Ian Thomson

Alasdair Gray gives us a vivid new Paradiso

His posthumously published rendering is a work of cadence and vigour which perfectly captures the rhythms and beauty of Dante’s original

Beatrice leading Dante in a 14th -century Venetian miniature of the Divine Comedy’s Paradise. Credit: Bridgeman Images 
issue 28 November 2020

As every Italian schoolchild knows, The Divine Comedy opens in a supernatural dark wood just before sunrise on Good Friday 1300. Dante Alighieri, a figure in his own work, has lost his way in middle age and is alone and frightened in the darkness. The ghost of the Roman poet Virgil is about to show him Hell:

Midway in the journey of our life I found myself in a dark wood, for the right path was lost.
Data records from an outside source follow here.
PR #25, opened 2026-04-16
Clean up expired per-IP entries in `IpRateLimiter`

andschneider:
Hey, awesome project! I've been working on my own `ratatui` + `russh` app recently, so I was excited to dig into this.

While reading through the rate limiter, I noticed that expired per-IP entries can stick around indefinitely in the `HashMap`, which means scanner traffic can accumulate in the map until restart. This PR adds a periodic cleanup to remove those expired entries.

## Problem

`IpRateLimiter::allow()` prunes expired timestamps from the current IP's `VecDeque`, but it does not remove the IP key from the outer `HashMap` when that deque becomes empty.

That means IPs that hit the limiter once and never call `allow()` again can leave behind empty map entries indefinitely. For an internet-facing service, scanner traffic can make that map grow monotonically until restart.

## Impact

- Rate-limiting behavior is unchanged. Empty entries do not affect correctness.
- Memory usage can grow without bound as new source IPs accumulate.
- Both `ssh_attempt_limiter` and `ws_pair_limiter` are affected.

## Fix

Add a periodic background cleanup task that sweeps each limiter's `attempts_by_ip` map, removes expired timestamps, and drops IP entries whose queues become empty.

This keeps the `O(n)` sweep off the request path. Expired entries may remain until the next cleanup tick, but map growth is bounded instead of unbounded.

## Verification

- Added a unit test that confirms cleanup removes an IP entry after its timestamps expire.
- Added a unit test that confirms cleanup preserves IPs with active timestamps.

### DIFF
--- a/late-core/src/rate_limit.rs
+++ b/late-core/src/rate_limit.rs
@@ -30,6 +30,24 @@ impl IpRateLimiter {
         self.window.as_secs()
     }
 
+    pub fn entry_count(&self) -> usize {
+        self.attempts_by_ip.lock_recover().len()
+    }
+
+    pub fn cleanup(&self) {
+        let now = Instant::now();
+        let mut attempts_by_ip = self.attempts_by_ip.lock_recover();
+        attempts_by_ip.retain(|_, attempts| {
+            while let Some(first) = attempts.front() {
+                if now.duration_since(*first) <= self.window {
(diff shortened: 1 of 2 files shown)


mpiorowski (approved):
Great catch, thank you!

PR #72, opened 2026-09-05
Sanitizable: sanitized_attributes, as_json(sanitized:) and sanitize_all! (repair legacy rows in place)

VSN2015:
## Summary

Two gaps that show up the moment `Sanitizable` meets a real app: the API layer needs the sanitized values in the JSON body (today: one `sanitized_<field>` call per field, per audience), and rows written around the `on: :write` callback — `update_all`, imports, data that predates the concern — stay dirty forever.

- **`sanitized_attributes`** — every declared field (read- and write-mode rules alike) run through its sanitizer against the current value, `String` keys like `attributes`.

Begun in the early 14th century, Dante’s poem is, for many, the greatest single work of western literature. With its dramatic chiaroscuro of hellish fuming mists and paradisal stellar regions, the poem is ‘awful’ in the archaic sense of the word (still valid in the Italian terribile), meaning to inspire awe. With Virgil as guide, Dante journeys through a sulphurous underworld before his ascent to the summit of Mount Purgatory takes him to the revelation of God in Paradise. The poem is called a ‘comedy’, in the medieval-Aristotelian sense that it leads from misery to a state of happiness.

Few translators have been ambitious enough to take on all three books, ‘Inferno’, ‘Purgatory’ and ‘Paradise’, though the late Clive James was an exception. In 2013, he published his version of the tripartite poem with the name CLIVE JAMES blown up to the size of Dante’s on the cover. Like many translators before him, James filled out his Divine Comedy with antiquarianisms (‘whereat’, ‘doth’, ‘aught else’, ‘yonder’), which gave the impression that Dante wrote in an Italian that sounded two centuries old to his first readers.

The Glasgow-born novelist and illustrator Alasdair Gray, who died last year, also dedicated the end of his life to translating Dante’s entire trilogy. Published posthumously, Gray’s Paradise is a work of taut cadence and vigour that captures the drum-beat rhythms and lyric beauty of the original.